Imaging Renal Urea Handling in Rats at Millimeter Resolution Using Hyperpolarized Magnetic Resonance Relaxometry

In this study, in vivo T2 heterogeneity of hyperpolarized [(13)C,(15)N(2)]urea in rat kidney has been investigated. Selective quenching of the vascular hyperpolarized (13)C signal with a macromolecular relaxation agent revealed that a long T2 component of the [(13)C,(15)N(2)]urea signal originated from the renal extravascular space, thus allowing the vascular and renal filtrate contrast agent pools of the [(13)C,(15)N(2)]urea to be distinguished via multiexponential analysis.
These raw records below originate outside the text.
PR #8339, opened 2023-08-31
Respect the download attribute in links when using view transitions

martrapp:
## Changes

No need for explicit setting `data-astro-reload` attribute on links that have the `download` attribute.

(diff for packages/astro/e2e/view-transitions.test.js looks messy because I pushed the tests at the end of the file back into the View Transition group)

## Testing

e2e test added

## Docs

n.a. / fits implicit expectation of user


matthewp (approved):
great test!

natemoo-re (approved):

The T2 response to induced diuresis and antidiuresis was determined using 2 imaging agents—hyperpolarized [(13)C,(15)N(2)]urea and hyperpolarized bis-1,1-(hydroxymethyl)-1-(13)C-cyclopropane-(2)H(8) (control agent). During antidiuresis, large T2 increases in the inner medulla and papilla were observed using the former agent only. Therefore, [(13)C,(15)N(2)]urea relaxometry is sensitive to the following 2 steps of the renal urea handling process: glomerular filtration process and inner medullary urea transporter-A1- and urea transporter-A3-mediated urea concentrating process. To aid multiexponential data analysis, simple motion correction and subspace denoising algorithms are presented. Furthermore, a T2-edited, ultralong echo time sequence was developed for sub-2 mm(3) resolution 3-dimensional encoding of urea by exploiting relaxation differences in the vascular and filtrate pools.